Which format uses the fewest tokens?

Raw CSV is almost always the most token-efficient because it states each column header once and uses single-character delimiters. JSON repeats every key on every row, often costing two to four times more tokens for the same data.

How accurate is the token estimate?

It uses a character-per-token heuristic (~4 characters per token for English-like text) which is close for most tabular data but not exact. For billing-grade numbers, run the chosen representation through your model's real tokenizer.

Why does JSON cost so much more than CSV?

JSON repeats the full key name in quotes for every field in every row, plus braces, colons, and commas. For a 10-column, 100-row table that is 1,000 repeated keys, which dominates the token count versus CSV's single header line.

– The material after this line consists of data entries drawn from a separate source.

PR #322, opened 2016-12-14
Add assetstore.remove_data()

almarklein:
A possible risk of adding this function is that it becomes easier to abuse the asset store as an in-memory static file server of sorts. Is that bad? Probably not for small-scale things, but in production its likely a bad idea.

### DIFF
--- a/flexx/app/_assetstore.py
+++ b/flexx/app/_assetstore.py
@@ -415,8 +415,12 @@ class AssetStore:
     def add_shared_data(self, name, data):
         """ Add data to serve to the client (e.g. images), which is shared
         between sessions. It is an error to add data with a name that is
-        already registered. See ``Session.add_data()`` to set data per-session
-        and `Model.send_data()`` to send data to Model objects directly.
+        already registered. The data remains available until it is removed via
+        ``remove_data()`` or until the server stops.
+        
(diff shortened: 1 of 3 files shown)


JohnLunzer:
Unless the performance is _terrible_ then "abuse" is not something to worry about. It's possible that this pattern is the least complex method for temporarily bringing in assets. That isn't bad, but a feature allowing fast prototyping.

It would be a good idea to make a note in the docs that there are performance implications when using the asset store as a pseudo static file server. This can be seen when using the asset store without a static file server to load video for playing. Not only must the file be entirely loaded into memory but it also prevented the video from streaming using the HTML5 video element. 

With my HTML5 video example it was important for me to see things working using the less complex method because it helped me quickly get up and running. Once I saw what was possible I worked towards setting up the Tornado static file server to get the performance I was looking for.

In most cases the optimum performance isn't necessary, I think this feature reflects that.

almarklein:
Well, for get something up quickly, `app.assets.add_data()` already works. With a `remove_data()` method, it becomes possible to "manage" the data better, but perhaps the need for such a method should be the point where the user should switch to a more scalable solution :)

ivoflipse:
@almarklein do you plan on doing anything with this PR?

almarklein:
We should probably just close it. We can always re-open if needed.

PR #323, opened 2016-12-15
Add example for code editor widget based on codemirror

almarklein:
This could later be extended (e.g. get properties to toggle line numbers, syntax highlighting, etc.) and put as a widget in the library.

### DIFF
--- a/flexx/ui/examples/code_editor.py
+++ b/flexx/ui/examples/code_editor.py
@@ -1,0 +1,53 @@
+# doc-export: CodeEditor
+"""
+This example demonstrates a code editor widget based on CodeMirror.
+"""
+
+# todo: Maybe this should be a widget in the library (flexx.ui.CodeMirror) ?
+
+from flexx import ui, app, event
+from flexx.pyscript.stubs import window
+
+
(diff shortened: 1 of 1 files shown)


JohnLunzer:
This is great thanks. I can run the example and see the line number gutters, but I'm not getting any code highlighting. I tested changing the mode string to another language but still unhighlighted.

almarklein:
The `mode` properety is probably incorrect:

The mode to use. When not given, this will default to the first mode that was loaded. It may be a string, which either simply names the mode or is a MIME type associated with the mode. Alternatively, it may be an object containing configuration options for the mode, with a name property that names the mode (for example {name: "javascript", json: true}). The demo pages for each mode contain information about what configuration parameters the mode supports. You can ask CodeMirror which modes and MIME types have been defined by inspecting the CodeMirror.modes and CodeMirror.mimeModes objects. The first maps mode names to their constructors, and the second maps MIME types to mode specs.

JohnLunzer:
Mode property is fine. Must add 
```python
app.assets.associate_asset(__name__, base_url + '5.21.0/mode/python/python.js') 
```
To the example. If you look at base codemirror.js it knows nothing about python.

PR #2720, opened 2026-06-06
Add a UI based log in flow when using the CLI

joshk:
This adds the supporting API for a UI based CLI login flow

https://github.com/user-attachments/assets/a07f32a4-546d-42b1-be84-8631a513c6c9

Short lived CLI tokens are stored in Mnesia and cleaned out after 5 mins.

The API endpoint used by the CLI to check on the auth status is rate limited based on IP, 20 requests every 60 seconds. PubSub is used to sync the rate limiting across the cluster.


lawik:
Stuff looks great to me.

Because this is login code I asked for some extra review via Claude. The review found something I completely missed thinking about:

The CLI login approval endpoint is a GET that performs a state-changing, security-critical action with no consent step and no CSRF protection. get("/auth/cli/:token", SessionController, :cli) (router.ex:214) is gated only by :require_authenticated_user (cookie-based). SessionController.cli/2 (session_controller.ex:73) calls Accounts.verify_cli_session_token(user, token) (accounts.ex:1087), which, for a :waiting session, immediately mints a full API token via create_user_api_token(user, "") and binds it to the session record (status: :ready, user_id: user.id). The rendered cli.html.heex is a static "You're all set" page — there is no confirmation button, no POST, no CSRF token, and no user_code for the user to compare. Phoenix's protect_from_forgery plug does not validate GET requests, so the approval is fully forgeable. The session cookie uses the default SameSite=Lax, which still sends the cookie on top-level cross-site navigations (a clicked link or redirect).
- Exploit Scenario:
  a. Attacker calls the unauthenticated POST /api/auth/cli_session (user_controller.ex:68, security: []) and receives {token, url} where url = https://<host>/auth/cli/<token> and token is a UUID the attacker now knows.
  b. Attacker lures a logged-in NervesHub user to navigate to that approval URL (link in email/Slack, attacker-controlled page redirect, window.open). Under SameSite=Lax the victim's session cookie is sent on the top-level GET.
  c. The GET silently mints the victim's API token and marks the session :ready — no interaction beyond loading the page.
  d. Attacker polls the unauthenticated GET /api/auth/cli_session/:token (check_cli_session, user_controller.ex:87, security: []), which returns the full user_token.

Result: complete account takeover with no credential phishing. The rate-limit Attack plug on the poll endpoint does not gate disclosure.
- Recommendation:
  - Require explicit, intentional consent: render a confirmation page on GET and mint/bind the token only on a POST carrying the Phoenix CSRF token, so protect_from_forgery applies.
  - Display what is being approved (requesting client/IP/user-agent) and a short verification code that the CLI also shows, so the user confirms the codes match (as with the OAuth 2.0 Device Authorization Grant user_code).
  - Consider a separate CLI-held device secret (returned only in the original POST response, never in the browser URL) required when polling, so an approved session cannot be drained by a third party.

joshk:
@lawik thanks for the feedback, or should I be thanking Claude? :D

I've added a confirmation code, for visual verification, and also require the CLI session be confirmed.

I've also updated the screencast in the PR description.

lawik:
Awesome!

lawik (approved):

PR #2735, opened 2026-06-11
A full pass addressing the missing pieces of the OpenAPI specs

joshk:
(built on top of #2733, which Jon will be reviewing soon)

This completes the missing pieces of the OpenAPI spec, as well as fixing a bunch of issues and inconsistencies.


lib/nerves_hub_web/controllers/api/ca_certificate_controller.ex
```diff
@@ -5,11 +5,16 @@ defmodule NervesHubWeb.API.CACertificateController do
   alias NervesHub.Certificate
   alias NervesHub.Devices
   alias NervesHub.Devices.CACertificate.CSR
+
```
joshk:
```suggestion
```

joshk: A small formatting warning addressed

lawik (approved):
Looks like specs 🤷

PR #2740, opened 2026-06-14
Remove Memento and switch to ETS + PubSub

joshk:
Memento required manual, and difficult, clustering configuration.

This switches to ETS + PubSub + a little bit of syncing logic.


nshoes (commented):
What specifically was difficult about Momento configuration? I don't mind baking something simple on our own, but I don't understand the push to switch.

joshk:
> What specifically was difficult about Momento configuration? I don't mind baking something simple on our own, but I don't understand the push to switch.

the configuration was not documented, the one GH issue about cluster config ended with the person saying they couldn't get it working.

Since I couldn't understand it, I went for something i could understand, and didn't require an extra library.

nshoes (approved):
LGTM 🥇

PR #2762, opened 2026-06-18
A few more tweaks noticed after deploying

joshk:
oh, and a new user collapsible sidebar

https://github.com/user-attachments/assets/4033d146-10ea-431d-aa5c-4f04690cdbe8


assets/js/hooks/sidebarToggle.js
lawik, line 1: Could it have been a LiveView.JS command or does the fact that it is in the layout prevent that?

lawik (approved):

assets/js/hooks/sidebarToggle.js
joshk: LV JS command requires going to the server and back, this is all client side.

Plus this code is mostly for storing the state in local storage.

PR #2771, opened 2026-06-20
Add tag matching operator to Deployment Group matching conditions

### LINKED ISSUE #2650: UI/UX - Deployments use of tags is "OR" but it would be really useful to have "AND"
Device tags are the primary way to assign devices to deployments.

Tags are also the only way to categorize devices. 

For example, tags can be used to categorize,
- by pipeline: production, staging, qa, sandbox, etc
- by deployment use case: canary, beta_testing, deploy_last
- by region: europe, north_america, asia, anzac, etc
- by device type: type1, type2, etc.

Unfortunately, given the "OR" nature used for assigning tagged devices to deployments, it can get very confusing to make sure a device auto-assigns to the correct deployment group. For example, if there is a deployment group for `production` and a deployment group for `production europe`, a device tagged `production europe` matches both. 

Pre- NervesHub 2.0 and Deployment Groups, we frequently ended up with ping pong deployments due to the OR nature of the old deployments and tags. Groups assignment helps but does not eliminate the issue.

It would be nicer user experience, and dare I say "more intuitive", if there was maybe a check box or some other affordance to change the matching mode from "OR" to "AND". That way one could define deployment groups as,

- `production europe` = all production devices in Europe
- `production type1` = all type1 production devices
- and still allow the default `production` = all devices tagged with only with `production`

joshk:
resolves #2650

### DIFF
--- a/lib/nerves_hub/managed_deployments.ex
+++ b/lib/nerves_hub/managed_deployments.ex
@@ -723,9 +723,30 @@ defmodule NervesHub.ManagedDeployments do
     |> where(
       [d],
       fragment(
-        "?->'tags' <@ to_jsonb(?::text[]) or (jsonb_array_length(?->'tags') = 0 and ?::text[] is null)",
+        """
+        (
+          COALESCE(?->>'tag_operator', 'and') = 'and'
+          AND (
+            ?->'tags' <@ to_jsonb(?::text[])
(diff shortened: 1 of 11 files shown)


lawik (approved):

nshoes:
Love this!

PR #2777, opened 2026-06-21
Move network interface tracking to the DeviceConnection schema

joshk:
This gives us a history of interface usage for a device

### DIFF
--- a/priv/repo/migrations/20260620235408_update_latest_device_connections_table.exs
+++ b/priv/repo/migrations/20260620235408_update_latest_device_connections_table.exs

Is markdown ever worth the extra tokens?

Markdown tables cost more than CSV but can improve a model's accuracy when columns must be reasoned about positionally. For pure data transfer, CSV is cheaper; for human-readable reasoning, the markdown overhead can pay off.

Is my CSV uploaded anywhere?

No. The file is read and tokenized entirely in your browser. Nothing is sent to a server or stored.

What is the CSV / Tabular Data Token Estimator?

Paste or upload CSV data and see the estimated token count for four representation strategies — raw CSV, JSON, markdown table, and key-value — to find the most token-efficient format for your LLM prompt. Runs entirely in your browser. It runs free in your browser on Gera Tools, with nothing uploaded.

CSV / Tabular Data Token Estimator

Name: CSV / Tabular Data Token Estimator
Creator: Gera Tools
License: https://creativecommons.org/licenses/by/4.0/

Send tabular data to an LLM for the fewest tokens

The same table can cost wildly different amounts depending on how you serialise it into a prompt. This estimator takes your CSV and shows the token count for four common representations — raw CSV, JSON, markdown table, and key-value — so you can pick the cheapest one your model handles well.

How the formats compare

Token cost is driven by repeated structural characters. CSV states each column header once and separates values with a single comma. JSON repeats every key on every row:

csv:      name,age\nAda,36
json:     [{"name":"Ada","age":36}]
markdown: | name | age |\n| --- | --- |\n| Ada | 36 |

For wide or tall tables, JSON’s repeated keys can multiply the token count several times over versus CSV for identical data. The estimator approximates tokens at roughly four characters per token, the standard rule of thumb for English-like text.

Why format choice matters for cost

LLM APIs charge per token. For a table with 20 columns and 500 rows:

Raw CSV states each header once on the first line, then just values and commas for the remaining 500 rows. The overhead is one header line.
JSON prints every key — "column_name": — once per row across all 500 rows. That is 500 × 20 = 10 000 key repetitions, each with surrounding quotes and colon. For a typical column name of 8 characters, that is roughly 80 000 extra characters, or about 20 000 extra tokens, just for the repeated keys.
Markdown table costs more than CSV because of the pipe characters and the header-separator row, but less than JSON because keys are not repeated per row.
Key-value format (one key: value per line) is the most verbose — it states both key and value on every line for every cell.

For a model that reads CSV well, choosing CSV over JSON on a wide table can cut token cost by a factor of three to five, directly reducing API charges and fitting more rows within a context window.

When to choose each format

Format	Best for
Raw CSV	Pure data transfer; maximum rows within budget
JSON	When the model needs to produce structured output that mirrors the input, or when column names must remain unambiguous
Markdown table	When the prompt is human-readable and the table is small; helps some models reason about column positions
Key-value	Small records where readability matters more than token cost

The token estimation method

The estimator uses a heuristic of approximately four characters per token, which is the widely cited rule of thumb for English prose and ASCII-heavy tabular data. Real tokenizers depend on the model’s vocabulary: common words become single tokens while unusual column names may split into multiple subwords. For billing-critical estimates, run the exact text through your model provider’s tokenizer endpoint.

Tips to cut tabular token cost

Prefer raw CSV for pure data transfer — it is consistently the cheapest.
Send only the columns and rows you need. Dropping unused columns cuts the per-row cost across the whole table.
Abbreviate headers when the model does not need full names; a header that appears once is cheap in CSV but expensive when repeated in JSON.
Cap rows to a relevant slice. If a model needs context from a table of 10 000 rows, send a representative sample of 100 rows rather than the full dataset.
Remove whitespace padding. Aligned columns and trailing spaces add tokens without helping the model.